Don Stolz had been producing theater in the Twin Cities for more than two decades at the Old Log Theater when Tyrone Guthrie launched his namesake playhouse in 1963.
"In fact, Guthrie said the reason he came was because Don Stolz and the Old Log had prepared the ground for him, that people here understood theater," said Charlie Boone, a longtime WCCO Radio personality who knew Stolz for more than 50 years and acted on the Old Log stage.
Stolz, who is widely recognized as the godfather of the Twin Cities theater community and whose association with the Old Log dates to 1941, died Saturday night from complications of congestive heart failure at Sholom Home West in St. Louis Park. He was 97.
Before he sold the Old Log in 2013, Stolz had spent 72 years in the big, rustic theater in suburban Greenwood. He employed thousands of actors, including the young Loni Anderson and Nick Nolte, and staged hundreds of shows.
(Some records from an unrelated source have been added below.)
PR #1445, opened 2015-08-11
Update CLI docs about AWS_SHARED_CREDENTIALS_FILE

jamesls:
From https://github.com/boto/botocore/pull/623


rayluo:
Looks good to me.

In the future, we may also want to update the README.rst for the following sections:

* **Getting Started**: Before using aws-cli, you need to tell it about your AWS credentials. You can do this in several ways: ... (add description for new way here)
* **Other Configurable Variables**: ... (add description for new Configurable Variables here)

PR #1447, opened 2015-08-13
Handle case when create-virtual-mfa-device errors out

jamesls:
This was previously propogating a KeyError and would just
display the error message 'VirtualMFADevice'.  Now
we let the error propogate and print a full error message.


kyleknap:
Looks good. :ship:

PR #1457, opened 2015-08-19
sqs create-queue example with embedded JSON document

mwunderl:


rayluo:
Thanks! We will verify this.

PR #1459, opened 2015-08-19
A tentative cloudfront sign implementation, subject to refactoring

rayluo:
The sign feature is there. Two helper files and their test cases would better be moved into botocore, and then this PR will be changed accordingly.

And, the code structure is still subject to change when more CloudFront commands are coming.

### DIFF
--- a/awscli/customizations/cfsign.py
+++ b/awscli/customizations/cfsign.py
@@ -1,0 +1,77 @@
+# Should go into botocore/cloudfront.py
+
+# Copyright 2013 Amazon.com, Inc. or its affiliates. All Rights Reserved.
+#
+# Licensed under the Apache License, Version 2.0 (the "License"). You
+# may not use this file except in compliance with the License. A copy of
+# the License is located at
+#
+#     http://aws.amazon.com/apache2.0/
+#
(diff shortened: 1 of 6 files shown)


jamesls:
Thanks.  Looks like the travis build is [failing](https://travis-ci.org/aws/aws-cli/builds/76377013).  Let's get travis passing as a next step.

mtdowling:
Perhaps we should add a new package instead of adding cf* files into the customizations package.

jamesls:
Hey, sorry for the delay here.  Can we just get the pull request updated to move the appropriate modules to botocore?  Now that we know we want to move the signing stuff to botocore, let's just go ahead and do that before reviewing this code.

Thanks!

rayluo:
Both of you are right. This tentative PR was intended to be moved to botocore since day one, so I foresaw those cf* files would be gone soon.

Now please go review its cousin in [this botocore PR](https://github.com/boto/botocore/pull/635). When it passes the review and gets merged, I will then refactor this CLI implementation to rely on that botocore PR.

jamesls:
Closing out for now.  We can reopen once we pick this work back up again.

PR #1732, opened 2016-01-15
Fix bug in S3 handler for copying objects

jamesls:
Need to use the source key not the destination key.

This wasn't caught because the unit test was using the same
key name for source and destination.  I've updated the unit
tests so we can catch this going forward.

I've also confirmed the failing integration tests now pass.


JordonPhillips:
:boat:

kyleknap:
:ship:

PR #1734, opened 2016-01-18
Update requirements.txt for rsa

kyleknap:
Noticed that these were out of line when reading up on a recently discovered vulnerability in rsa that required a [version bump](https://bitbucket.org/sybren/python-rsa/src/7d8e02577dfc1829f15896cbf795a4cfe68a89bd/CHANGELOG.txt?at=default&fileviewer=file-view-default). Fortunately our [range dependency](https://github.com/aws/aws-cli/blob/develop/setup.py#L12) already handles it, but the ``requirements.txt`` did not match the one listed in the ``setup.py``.


JordonPhillips:
:boat:

PR #1736, opened 2016-01-19
Cloudfront create-distribution and update-distribution customization

rayluo:
Implement a new optional `--origin-domain-name` parameter and `--default-root-object` for `aws cloudfront create-distribution`. The following command shows an example for an S3 domain::

    aws cloudfront create-distribution \
      --origin-domain-name my-bucket.s3.amazonaws.com --default-root-object index.html

Implement a new optional `--default-root-object` parameter for `aws cloudfront update-distribution`. The following command shows an example for changing default root object::

    aws cloudfront update-distribution --default-root-object index.html

Example in `aws cloudfront create-distribution help` and `aws cloudfront update-distribution help` has also been updated to reflect the new parameters.

This PR replaces #1728 and #1731.

### DIFF
--- a/awscli/customizations/cloudfront.py
+++ b/awscli/customizations/cloudfront.py
@@ -34,36 +34,31 @@ def register(event_handler):
         'operation-args-parsed.cloudfront.create-invalidation',
         validate_mutually_exclusive_handler(['invalidation_batch'], ['paths']))
 
-    update_distribution_args = [
-        ExclusiveArgument(
-            'default-root-object', 'distribution-config', help_text=(
-                'The object that you want CloudFront to return (for example, '
-                'index.html) when a viewer request points to your root URL.')),
-        ]
-    _setup_custom_params(
-        event_handler, 'update-distribution', update_distribution_args,
-        _update_distribution)
-
-    create_distribution_args = update_distribution_args + [
-        ExclusiveArgument(
-            'origin-domain-name', 'distribution-config',
-            help_text='The domain name for your origin.'),
-        ]
-    _setup_custom_params(
-        event_handler, 'create-distribution', create_distribution_args,
-        _create_distribution)
-
-
-def _setup_custom_params(event_handler, subcmd, custom_args, callback):
-    # Usage: _setup_custom_params(..., "create-distribution", [...], callable)
     event_handler.register(
-        'operation-args-parsed.cloudfront.%s' % subcmd,
+        'operation-args-parsed.cloudfront.create-distribution',
         validate_mutually_exclusive_handler(
-            [arg.py_name for arg in custom_args], ['distribution_config']))
+            ['default_root_object', 'origin_domain_name'],
+            ['distribution_config']))
     event_handler.register(
-        'building-argument-table.cloudfront.%s' % subcmd,
-        lambda **kwargs: _add_exclusive_arguments(args=custom_args, **kwargs))
-    event_handler.register('calling-command.cloudfront.%s' % subcmd, callback)
+        'building-argument-table.cloudfront.create-distribution',
+        lambda argument_table, **kwargs: argument_table.__setitem__(
+            'origin-domain-name', OriginDomainName(argument_table)))
+    event_handler.register(
+        'building-argument-table.cloudfront.create-distribution',
+        lambda argument_table, **kwargs: argument_table.__setitem__(
+            'default-root-object', CreateDefaultRootObject(argument_table)))
+
+    context = {}
+    event_handler.register('top-level-args-parsed', context.update)
+    event_handler.register(
+        'operation-args-parsed.cloudfront.update-distribution',
+        validate_mutually_exclusive_handler(
+            ['default_root_object'], ['distribution_config']))
+    event_handler.register(
+        'building-argument-table.cloudfront.update-distribution',
+        lambda argument_table, **kwargs: argument_table.__setitem__(
+            'default-root-object', UpdateDefaultRootObject(
+                context=context, argument_table=argument_table)))
 
 
 def unique_string(prefix='cli'):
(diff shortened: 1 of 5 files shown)


awscli/customizations/cloudfront.py
```diff
@@ -50,14 +86,83 @@ def __init__(self):
...
+            "Comment": "",
+        }
+        if 'default-root-object' in call_parameters:
+            call_parameters['DistributionConfig']['DefaultRootObject'] = \
+                call_parameters.pop('default-root-object')
+
+
+def _update_distribution(parsed_globals, call_parameters, **kwargs):
+    if call_parameters and 'DistributionConfig' not in call_parameters:
+        client = Session().create_client(
```
jamesls: Use the existing session, don't create a new one.

kyleknap: Agreed.

awscli/customizations/cloudfront.py
```diff
@@ -50,14 +86,83 @@ def __init__(self):
...
+            'cloudfront', region_name=parsed_globals.region,
+            endpoint_url=parsed_globals.endpoint_url,
+            verify=parsed_globals.verify_ssl)
+        response = client.get_distribution_config(Id=call_parameters['Id'])
+        call_parameters['IfMatch'] = response['ETag']
+        call_parameters['DistributionConfig'] = response['DistributionConfig']
+        if 'default-root-object' in call_parameters:
```
kyleknap: Why would this be in the ``call_parameters``? It should only be in the ``parsed_args``. We should not be putting parameters into the ``call_parameters`` in the first place that has no chance to be used by the client.

awscli/customizations/cloudfront.py
```diff
@@ -33,6 +34,41 @@ def register(event_handler):
...
+def _setup_custom_params(event_handler, subcmd, custom_args, callback):
+    # Usage: _setup_custom_params(..., "create-distribution", [...], callable)
+    event_handler.register(
+        'operation-args-parsed.cloudfront.%s' % subcmd,
+        validate_mutually_exclusive_handler(
+            [arg.py_name for arg in custom_args], ['distribution_config']))
+    event_handler.register(
+        'building-argument-table.cloudfront.%s' % subcmd,
+        lambda **kwargs: _add_exclusive_arguments(args=custom_args, **kwargs))
+    event_handler.register('calling-command.cloudfront.%s' % subcmd, callback)
```
jamesls: The typical way this is done with other customizations is to override `add_to_params` in a custom arg class.  Is there a reason this needs to be different from the other customizations and use `calling-command`?  Given you already have a custom arg class `ExclusiveArgument`, it doesn't seem like you gain anything by using `calling-command`.

awscli/customizations/cloudfront.py
```diff
@@ -50,14 +86,83 @@ def __init__(self):
...
+
+
+class ExclusiveArgument(CustomArgument):
+    DOC = '%s This argument and --%s are mututally exclusive.'
+
+    def __init__(self, name, exclusive_to, help_text=''):
+        super(ExclusiveArgument, self).__init__(
+            name, help_text=self.DOC % (help_text, exclusive_to))
+
+    def add_to_params(self, parameters, value):
```
kyleknap: I am debating if I like this idea anymore. I think it would make the code much cleaner if you just made ``add_to_params`` to just return and then rely on ``parsed_args`` in the handler that you register to ``calling-command`` event. The nice part about this approach is their is no more of this popping you have to do in the callbacks. Anybody else have ideas?

jamesls: I'm still missing why we don't want to just add this logic into add_to_params so all this logic is contained in the custom arg class.  This is how other customizations typically do this.  What's the advantage in doing this differently?

awscli/customizations/cloudfront.py
kyleknap: True. I like this more than the idea I suggested later on. Also thanks to the handler that does the mutual exclusive check it will eventually be validated so you should not have to worry about call params being clobbered. I would much prefer that the callbacks were added to ``add_to_params``. It should make the code even cleaner.

awscli/customizations/cloudfront.py
kyleknap: See your original comment you made. We are a little out of sync here, but I like your suggestion.

kyleknap:
Looks fine. The main thing for me is that there are a lot of handlers getting registered, which makes it very confusing to follow and at times seems a bit unnecessary. It would be much better if you baked the logic into the arguments that you create.

awscli/customizations/cloudfront.py
```diff
@@ -50,14 +86,83 @@ def __init__(self):
...
+            "CallerReference": unique_string(),
+            "Origins": {"Quantity": 1, "Items": [item]},
+            "DefaultCacheBehavior": {
+                "TargetOriginId": origin_id,
+                "ForwardedValues": {
+                    "QueryString": False,
+                    "Cookies": {"Forward": "none"},
+                },
+                "TrustedSigners": {
+                    "Enabled": True,
```
jamesls: What does this value mean?  I noticed that the console creates this with a value of `False` by default.  Does this matter?

awscli/customizations/cloudfront.py
rayluo: I know most ad-hoc logic can typically be done with other customizations is to override add_to_params in a custom arg class. In this case, I thought we need to collect multiple (2) parameters before we finalize the request. So, after some trial-and-error, I ended up using `calling-command` as the final checkpoint. If you guys know some other customization to do it differently, please give me a nudge. I'm more than happy to adjust it for a better way!

awscli/customizations/cloudfront.py
jamesls: I looked into this a little more.  I was initially confused because this didn't sync up with what the console says, but this will require you to use presigned cloudfront urls to access the content.

rayluo: It is a good point to maintain the parity with console, so I will change it to False in next update.

awscli/customizations/cloudfront.py
```diff
@@ -50,14 +81,103 @@ def __init__(self):
...
+
+
+class UpdateDefaultRootObject(CreateDefaultRootObject):
+    def __init__(self, context, argument_table):
+        super(UpdateDefaultRootObject, self).__init__(argument_table)
+        self.context = context
+
+    def add_to_params(self, parameters, value):
+        if value is not None:
+            client = self.context['session'].create_client(
```
kyleknap: Cool. I think we are fine here. I was worried for a second that the validation of the mutually exclusive arguments happens after ``add_to_params``, meaning we would have an unnecessary client call. But it isn't, so we are fine.

kyleknap:
Thanks for updating. Looks good. :ship:

awscli/customizations/cloudfront.py
```diff
@@ -33,6 +33,36 @@ def register(event_handler):
...
         validate_mutually_exclusive_handler(['invalidation_batch'], ['paths']))
 
+    event_handler.register(
+        'operation-args-parsed.cloudfront.create-distribution',
+        validate_mutually_exclusive_handler(
+            ['default_root_object', 'origin_domain_name'],
+            ['distribution_config']))
+    event_handler.register(
+        'building-argument-table.cloudfront.create-distribution',
+        lambda argument_table, **kwargs: argument_table.__setitem__(
```
jamesls: Why are we calling `__setitem__` directly?  That's almost never necessary.

awscli/customizations/cloudfront.py
```diff
@@ -50,14 +80,103 @@ def __init__(self):
...
+                'index.html) when a viewer request points to your root URL.'))
+
+    def add_to_params(self, parameters, value):
+        if value is not None:
+            parameters.setdefault(
+                'DistributionConfig', self.distribution_config_template())
+            parameters['DistributionConfig']['DefaultRootObject'] = value
+
+
+class UpdateDefaultRootObject(CreateDefaultRootObject):
```
jamesls: Can we update the docs for this to say that if you don't provide `distribution-config` we'll make a `get-distribution-config` call?

jamesls:
:shipit: Looks good.  One small comment before merging.

awscli/customizations/cloudfront.py
rayluo: To document the off-line conversation, the `__setitem__` here is needed because it is inside a lambda body.

awscli/customizations/cloudfront.py
rayluo: Done.

PR #1747, opened 2016-01-23
AWSCLI-1708 : Fix for user data string parameter instead of Base64 en…

rekhajoshm:
AWSCLI-1708 : Fix for user data string parameter instead of Base64 encoding
This is for enforced clarity.


kyleknap:
Sounds good. Thanks! Merging.

PR #1749, opened 2016-01-26
Feature/support private clusters

edgarklerks:
The use of a private cluster breaks the aws emr toolchain. The ssh subcommand will fail, because there is no public dns name associated with a private cluster. And in the subcommand describe-cluster the expectation is broken, that a cluster_id can be used to retrieve a dns name of the master node.

To reproduce the issues, start a cluster on a private subnet (as specified by the documentation of EMR), then run:

     aws emr ssh --cluster-id <cluster-id> --key-pair-file <your key>

It will fail, because it can't retrieve the dns name.

Furthermore there is no longer a way to translate a cluster_id into a hostname, when using a private cluster:

    aws emr describe-cluster --cluster-id <cluster-id>

MasterPublicDnsName is empty.

I added a field MasterPrivateDnsName to describe_cluster and let aws emr ssh use MasterPrivateDnsName as dns name in the case MasterPublicDnsName is an empty string.

### DIFF
--- a/awscli/customizations/emr/describecluster.py
+++ b/awscli/customizations/emr/describecluster.py
@@ -47,11 +47,16 @@ class DescribeCluster(Command):
             cluster_id=parsed_args.cluster_id,
             parsed_globals=parsed_globals)
 
+        master_private_dns = self._find_master_private_dns(
+            cluster_id=parsed_args.cluster_id,
+            parsed_globals=parsed_globals)
+
         constructed_result = self._construct_result(
             describe_cluster_result,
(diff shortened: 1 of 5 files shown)


kyleknap:
Thanks for the pull request. We will look into it and review it.

kyleknap:
@edgarklerks thanks for the pull request. There was some simplification that could have been done in terms of the architecture of the emr commands in fixing this issue so I just merged a PR that should fix the issue you are targeting in your PR. Let us know if you are still running into the issue.

PR #1757, opened 2016-01-29
Fix travis on a non-pr of master

kyleknap:
The environment variable is "false" if it is a PR. However that equates to
true as it is interpreted as a string

Same as this one: https://github.com/boto/botocore/pull/778


mtdowling:
:ship:

PR #1758, opened 2016-01-29
Add aws-exec-read ACL value for s3 commands

kyleknap:
Reference http://docs.aws.amazon.com/AmazonS3/latest/API/RESTObjectPUT.html


JordonPhillips:
:boat:

PR #1763, opened 2016-02-01
Add better description of sse-c keys

kyleknap:
Resolves ambiguity for whether the key should be base64 encoded


JordonPhillips:
:boat:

Stoltz also pioneered local programming in Twin Cities television, writing and performing with Clellan Card on WCCO-TV's "Axel and his Dog."
"Minnesota just got smaller in my mind," actor Barbara June Patterson said. "Of all the theaters I worked at, I felt most at home at the Old Log. The audiences there came to have a wonderful time."
Jack Reuler, artistic director of Mixed Blood Theatre, said "nobody is cut from the same cloth that Don was cut from anymore."
Southwestern roots
The son of an Oklahoma Methodist minister, Stolz migrated to the Twin Cities in 1941 after studying at Northwestern University in Illinois. He had agreed to do one show, at the request of a Northwestern professor who was summering at the Old Log.